Being Creative and Risk taking: it consists in pursuing exploration and
innovation with a creative attitude.
Relating and Communicating: it relates to the interpersonal relations that
an executive retains with the people inside and outside the organization.
Showing Benevolence: it refers to the generosity and the caring for others
that a manager should show in the work environment.
Being Authoritative: it concerns the ability of the leader to exercise
personal dominance and to make unilateral decisions.
All these behaviours are present in every kind of leadership, but it is clear that,
for example, that last attitude is much more relevant for an Authoritative leader than
for a Progressing one. This is explained by the diverse approaches and thoughts that
support the different styles. Indeed, Dr. Sheh Seow Wah in his book “Chinese
Leadership” (see Henry, 2009) describes four traditional Chinese leadership
approaches particularly influenced by some elements of Chinese culture. Each
approach founds its counterpart in one of the four styles of leadership described by
the authors Tsui, Wang, Xin, Zhang and Fu in their study on leadership styles of
Chinese CEOs (2004).
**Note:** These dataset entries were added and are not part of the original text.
PR #8205, opened 2024-09-16
fix for link not opening in new tab

### LINKED ISSUE #3500: [BUG] open in a new tab broken in 2.5.0
**Describe the bug**

Opensearch version 2.5.0 (was working in previous versions)

Go to “Stack Management”, then “index patterns”, select an index pattern and edit a field to format it as a URL. The option “Open in a new tab” doesn’t make the links open in a new tab:
Screenshot 2023-02-24 at 7 24 05 PM

The link opens correctly but in the same window and tab whether this option is turned on or off.

This option worked in a previous version (not sure which version that was)

**To Reproduce**
Go to “Stack Management”, then “index patterns”, select an index pattern and edit a field to format it as a URL. The option “Open in a new tab” doesn’t make the links open in a new tab.

**Expected behavior**
The link should open in a new window.

**OpenSearch Version**
2.5.0

**Dashboards Version**
2.5.0

 - OS: docker version on ubuntu host
 - Browser: chrome and safari

niteshthakur:
### Description

This change fixes the issue listed in [Bug 3500](https://github.com/opensearch-project/OpenSearch-Dashboards/issues/3500)
### Issues Resolved

closes #3500 

## Testing the changes

A datatable visualization needs to be created on an index pattern which has a field formatted as URL and set to open in a new tab. On clicking, the url confiured should open in a new tab,

## Changelog
- skip

### Check List

- [x] All tests pass
  - [x] `yarn test:jest`

## Release Notes

* **Bug Fixes**
  * Improved security handling for links displayed in table visualizations by ensuring proper attribute preservation and adding security-related protections.

* **Tests**
  * Enhanced test coverage for table cell rendering, including HTML validation, boundary conditions, and link security attribute verification.


src/plugins/vis_type_table/public/components/table_vis_cell.tsx
```diff
@@ -23,6 +23,11 @@ export const getTableVisCellValue = (
   const rawContent = row[columnId];
   const colIndex = columns.findIndex((col) => col.id === columnId);
   const htmlContent = columns[colIndex].formatter.convert(rawContent, 'html');
+  dompurify.addHook('uponSanitizeAttribute', function(currentNode, hookEvent) {
+	if (hookEvent.attrName == 'target'){
+		hookEvent.forceKeepAttr = true;
+	}
+  });
```
AMoo-Miki, line 30: I don't think we should blindly allow any `target` and we shouldn't allow `target="_blank" without the `rel`.
```suggestion
  dompurify.addHook('uponSanitizeAttribute', (node) => {
    if ('target' in node) {
      node.setAttribute('target', '_blank');
      node.setAttribute('rel', 'noopener noreferrer');
    }
  });
```

AMoo-Miki (changes requested):
Also, please let the pre-commit hooks run so you catch the formatting errors.

rayliu2007:
It will be great if the fix could be merged into the next release.

src/plugins/vis_type_table/public/components/table_vis_cell.tsx
niteshthakur: How can you assume that target should be blank every time. It can be self also. Isn't it ? I can do a check to see the value of the attr and set the rel only if the value is _blank

niteshthakur: Also even in the code suggested by you, we are looking at all all the nodes with target attr.

niteshthakur:
> Also, please let the pre-commit hooks run so you catch the formatting errors.

Done.

src/plugins/vis_type_table/public/components/table_vis_cell.tsx
niteshthakur: I have the made the changes related to what I mentioned in https://github.com/opensearch-project/OpenSearch-Dashboards/pull/8205#discussion_r1790754687

niteshthakur: added multiple test cases as well.

AMoo-Miki: After further digging, I found that the `target` attribute is managed by the specific formatters. While OSD internally only has the URL formatter that generates anchor tags, other plugins or third-party forks could potentially introduce additional formatters. Therefore, it is the responsibility of each formatter to ensure that a valid `target` value is assigned. However, it is also OSD's responsibility to exercise due diligence and add `rel="noopener noreferrer"` to all links, regardless of whether the `target` attribute is set or its assigned value. This approach will help mitigate potential security risks associated with the improper handling of links.

```
  dompurify.addHook('afterSanitizeElements', (node) => {
    if (node.tagName?.toUpperCase?.() === 'A') {
      node.setAttribute('rel', 'noopener noreferrer');
    }
  });
```

I haven't tested this but lemme know what you think.

AMoo-Miki:
I also noticed that DCO failed. Please see this: https://github.com/opensearch-project/OpenSearch-Dashboards/blob/main/CONTRIBUTING.md#developer-certificate-of-origin

src/plugins/vis_type_table/public/components/table_vis_cell.tsx
niteshthakur: Why do you want to do this in a new event _afterSanitizeElements_. I would do this as part of _uponSanitizeAttribute_ event. We can add these two values for all the anchor tags when processing the latter event. I agree that adding them to all the anchor tags does help improve the security.

niteshthakur: @AMoo-Miki  I have made the changes. Can it be merged now ?

niteshthakur: @AMoo-Miki gentle reminder to get this reviewed.

m-steen:
@AMoo-Miki @niteshthakur Why has this PR not been merged yet? This bug has been open since v2.5. As far as I can see, all requested changes were done, although your branch probably needs to be rebased with the current version of main.

abbyhu2000:
https://github.com/opensearch-project/OpenSearch-Dashboards/pull/11456 has fixed the open link issue. will close duplicate.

Here is each approach and its corresponding leadership style:
The Humanistic approach, based on the philosophy of Confucianism, gives
importance to the emotional field: the emotions of the followers are of
relevance for the Confucian leader who, in line with the strong collectivism
of Chinese culture, wants to create a positive work environment where all
the members feel part of the community, thanks to an Advanced
leadership style.
The Legalistic approach is completely different: it is influenced by the
philosophy of Han Fei Zi, who believed that men are naturally “evil”,
therefore it bases all the relationships on the respect of strict rules and on
the infliction of punishments in case of failure. This approach seems very
well aligned with the so called “Theory X” elaborated by McGregor, which
48
promotes an Authoritative leadership style in order to control the natural
misbehaviours of people (Costa, Gubitta & Pittino, 2014).
The Strategic Approach gives extreme importance to the development of
smart and well defined strategies in order to reach the performance goals.
Not a lot of space is left for emotions and interpersonal relations, since all
that matters is having clear which is the common objective and reach it in
the most effective way. Such a strategic leader is very likely to use the
Progressing leadership style.
The Naturalistic approach is inspired by the Taoist thought: the focus is
mainly on the spiritual development of the leader, who, once reached the
summit of his path of growth, becomes a sort of invisible supervisor who
ensures that all the people in the organization are taking the right decisions
using the right methods, therefore applying the Invisible leadership style.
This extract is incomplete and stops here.